Problem => Look through the material below and copy every line containing the word "also".

⟨

PR #6705, opened 2026-03-04
Add adaptive virtual display that adjusts to window size.

TinuraD:
**I noticed some developers have made GUI or companion apps using scrcpy, so being able to open apps in resizable windows would be cool. SO I’ve just added an adaptive virtual display option.** 

- Instead of using `--new-display`, you can now also use `--adaptive-new-display` too, which provides an adaptive virtual display that resizes according to your current window.
- It also includes `--adaptive-scale`, which allows you to change the scale (default is 1).  [Eg: 0.5, 2.0]
- This basically changes the virtual display's resolution and calculates an adaptive DPI based on your current PC screen resolution.  
- All existing functions remain untouched, so `--new-display` still works as before.  
- I attached two video clips to show how it works.
- But i didn't update documentations.
- - - - - - - - - - - - - - - - - - - - - - - - - - - - - - - - - - - - - - - - - - - 

https://github.com/user-attachments/assets/73a1cd9a-b85e-497d-a2f2-ebcf42aba408

https://github.com/user-attachments/assets/150c0489-d886-4e4f-9fad-87fb0c6ed386


TinuraD:
P.S. I noticed that someone implemented the same feature in [#6351]. Since it hasn't been merged yet, I decided to reopen my PR too. I hope one of these will be added to scrcpy soon.

server/src/main/java/com/genymobile/scrcpy/video/NewDisplayCapture.java
```diff
@@ -266,4 +278,33 @@ private static int scaleDpi(Size initialSize, int initialDpi, Size size) {
...
+            try {
+                virtualDisplay.resize(width, height, newDpi);
+                displaySizeMonitor.setSessionDisplaySize(requestedDisplaySize);
+                Ln.i("Virtual display resized in-place to " + width + "x" + height + "/" + newDpi);
+            } catch (Exception e) {
+                Ln.w("Virtual display resize failed, fallback to recreate", e);
+                displaySizeMonitor.stopAndRelease();
+                virtualDisplay.release();
+                virtualDisplay = null;
+            }
```
LHLaurini, line 302: The whole point of `resize` is to "to allow applications using virtual displays to adapt to changing conditions without having to tear down and recreate the display" (from the docs). Is this really necessary?

IMO unless this happens in some devices, you should just show a warning and keep going

app/src/screen.c
```diff
@@ -39,6 +72,60 @@ get_window_size(const struct sc_screen *screen) {
...
+    if (!screen->im.controller) {
+        return;
+    }
+    struct sc_size size = get_window_size(screen);
+    if (size.width == 0 || size.height == 0) {
+        return;
+    }
+    if (size.width < 64 || size.height < 64) {
+        return;
+    }
```
LHLaurini: Redundant...

app/src/screen.c
```diff
@@ -811,6 +934,7 @@ sc_screen_handle_event(struct sc_screen *screen, const SDL_Event *event) {
             return true;
         }
         case SC_EVENT_NEW_FRAME: {
+            sc_screen_maybe_send_vd_resize(screen);
```
LHLaurini: You probably only need one `sc_screen_maybe_send_vd_resize` here. I'd keep the one in `SC_EVENT_NEW_FRAME`.

app/src/cli.c
```diff
@@ -632,6 +634,22 @@ static const struct sc_option options[] = {
                 "    --new-display         # main display size and density\n"
                 "    --new-display=/240    # main display size and 240 dpi",
     },
+    {
+        .longopt_id = OPT_ADAPTIVE_NEW_DISPLAY,
+        .longopt = "adaptive-new-display",
+        .argdesc = "[<width>x<height>][/<dpi>]",
```
LHLaurini, line 640: This dpi value is almost immediately ignored in favor of the one from `adaptive-scale`

app/src/screen.c
```diff
@@ -26,6 +27,38 @@ get_oriented_size(struct sc_size size, enum sc_orientation orientation) {
     return oriented_size;
 }
 
+static uint16_t
+get_window_dpi(const struct sc_screen *screen) {
+    if (screen->adaptive_new_display) {
```
LHLaurini, line 36: Maybe you meant to check `vd_scale` here? This is always `true`.

app/src/screen.c
```diff
@@ -39,6 +72,60 @@ get_window_size(const struct sc_screen *screen) {
...
+    struct sc_size size = get_window_size(screen);
+    if (size.width == 0 || size.height == 0) {
+        return;
+    }
+    if (size.width < 64 || size.height < 64) {
+        return;
+    }
+    screen->vd_resize_size = size;
+    screen->vd_resize_pending = true;
+    screen->vd_resize_deadline_ms = SDL_GetTicks() + 250;
```
LHLaurini: Use a constant for this value

app/src/screen.c
```diff
@@ -491,9 +587,22 @@ sc_screen_show_initial_window(struct sc_screen *screen) {
...
+        } else {
+            window_size = get_initial_optimal_size(screen->content_size,
+                                                   screen->req.width,
+                                                   screen->req.height);
+        }
+    } else {
+        window_size = get_initial_optimal_size(screen->content_size,
+                                               screen->req.width,
+                                               screen->req.height);
+    }
```
LHLaurini, line 608: Could you explain the goal of this change?

app/src/screen.c
```diff
@@ -557,6 +666,14 @@ static void
...
     assert(screen->video);
 
+    if (screen->new_display) {
+        // For new-display, keep the window size controlled by the user.
+        // Do not auto-resize the window to the content size to avoid
+        // feedback loops with virtual display resizing.
+        screen->content_size = new_content_size;
+        return;
+    }
+
```
LHLaurini, line 679: Is this really a problem? Unless I'm mistaken, shouldn't the check in lines 108-110 avoid that?

server/src/main/java/com/genymobile/scrcpy/control/Controller.java
```diff
@@ -146,6 +149,11 @@ public void onNewVirtualDisplay(int virtualDisplayId, PositionMapper positionMap
                 displayDataAvailable.notify();
             }
         }
+        if (pendingRelaunchOnResize && lastStartedAppPackage != null) {
+            pendingRelaunchOnResize = false;
+            Ln.i("Relaunching app \"" + lastStartedAppPackage + "\" on resized display " + virtualDisplayId + "...");
+            Device.startApp(lastStartedAppPackage, virtualDisplayId, lastStartedAppForceStop);
+        }
```
LHLaurini: You shouldn't relaunch the app if you were able to resize the display successfully, as that causes some apps to restart (particularly PWAs)

LHLaurini (changes requested):
Thank you for your PR!

I left you some comments. I personally find your implementation cleaner than the other one, although that one works a bit better at the moment.

Your implementation makes the video look a bit blurry, probably because the server does some rounding to the dimensions.

app/src/screen.c
TinuraD: Basically, the resizing function isn’t tied to the initial startup, as it’s mostly based on normal new-display behavior. This allows the virtual display to have adaptive window size on initial launch following px to dpi conversion or using custom arguments.

app/src/screen.c
TinuraD: This is to avoid issues when Android's rotation causes the virtual display to resize. Some Android apps, like video players, change the rotation while the app is in use, such as when opening a video. Even though the window appears the same, it still makes a very small size change as i noticed which can create loops.

server/src/main/java/com/genymobile/scrcpy/video/NewDisplayCapture.java
TinuraD: Removed and added the warning.

app/src/screen.c
TinuraD: Removed

app/src/screen.c
TinuraD: Changed. Kept the one you did recommend.

app/src/cli.c
TinuraD: Since scaling can basically handle dpi I thought it wasn’t needed. But it makes sense to add a known dpi value. So I fixed it.

app/src/screen.c
TinuraD: Removed

app/src/screen.c
TinuraD: Done

server/src/main/java/com/genymobile/scrcpy/control/Controller.java
TinuraD: Changed to not restart

TinuraD:
Hey, thanks for reviewing the PR. I’ve checked your comments and updated the required files.

TinuraD:
Superseded by PR #6772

⟩

Problem solution =>
- Instead of using `--new-display`, you can now also use `--adaptive-new-display` too, which provides an adaptive virtual display that resizes according to your current window.
- It also includes `--adaptive-scale`, which allows you to change the scale (default is 1).  [Eg: 0.5, 2.0]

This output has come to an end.